PR #2264, opened 2015-11-05
Add AnnounceRelease plugin

zachthompson:
Add new dzil plugin to send a message about new releases and their changes.


moollaza:
@zachthompson Thanks! This LGTM :+1:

========================================================================

> **Problem requirements**: Every entry above should be transcribed exactly as it appears.

> **Finished exercise**:
PR #2264, opened 2015-11-05
Add AnnounceRelease plugin

zachthompson:
Add new dzil plugin to send a message about new releases and their changes.


moollaza:
@zachthompson Thanks! This LGTM :+1:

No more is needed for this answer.